If I’m in cellular coverage, I’m close enough to home to not care about battery life, and internet radio works just the same because all the FM radio stations have online streams. If I’m outside of cellular coverage, or the cellphone network has gone down for some reason, then I’m probably going to want a battery radio anyways.
Aside from the behavioral psychology of ‘personal responsibility’ it seems worth noting that we are getting to the point where the pervasiveness of smartphones is starting to pull up the ladder on what ‘less convenient’ means.

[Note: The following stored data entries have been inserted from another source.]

PR #1430, opened 2017-12-18
[TASK] Depend on typo3/cms-core rather than typo3/cms for v9 compat 

cedricziel:
Let's see how that goes..

### DIFF
--- a/.travis.yml
+++ b/.travis.yml
@@ -31,7 +31,7 @@ before_script:
   - export TYPO3_PATH_WEB=$PWD/build/web
 
 install:
-  - composer require --no-update "typo3/cms:$TYPO3_VERSION"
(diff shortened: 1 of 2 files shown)


NamelessCoder:
@cedricziel I think this dep is also set in `fluidtypo3/development`, but perhaps we can safely remove it from there / set that to `typo3/cms-core` as well.

cedricziel:
Re-visiting this, one problem is that CMS-Core is only available 7.6 and up. So should we burn the bridge just yet?

cedricziel:
*8.7 and up, corrected it above. Extra comment for e-mailers.

bmack:
@cedricziel can you rebase?

cedricziel:
@bmack updated the branch

NamelessCoder:
Implemented in https://github.com/FluidTYPO3/vhs/pull/1457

The number of cases where there is literally no alternative is still modest; but it’s increasingly common to see instances where non-phone users are a grudgingly supported afterthought and dropping as fast as they can get away with; and you have a real problem if the parking meters have been replaced with some QR code and app nonsense and the kiosk someone was forced to add every block or two as an alternative is in shaky repair and you would prefer not to get ticketed or towed. Locations whose march toward ‘cashless’ is reasonably far along can provide many similar examples; especially for transactions where credit cards didn’t become well entrenched before mobile took over.
The payment cases are especially troublesome because those are the ‘apps’ most likely to demand one of the vendor blessed, cryptographically enforced, ‘integrity’ states; so your ability to work around them, even at your own risk, is quite limited unless you really want workarounds to be a full time hobby.
“She was suggesting tying your hands to the mast by using a device that can only accommodate the one function, like a dedicated writing tool or word processor”
I’m waiting for the rant to start addressing this singing, dancing box we sit in front of all day, almost every day. Maybe tuned only to the HaD channel.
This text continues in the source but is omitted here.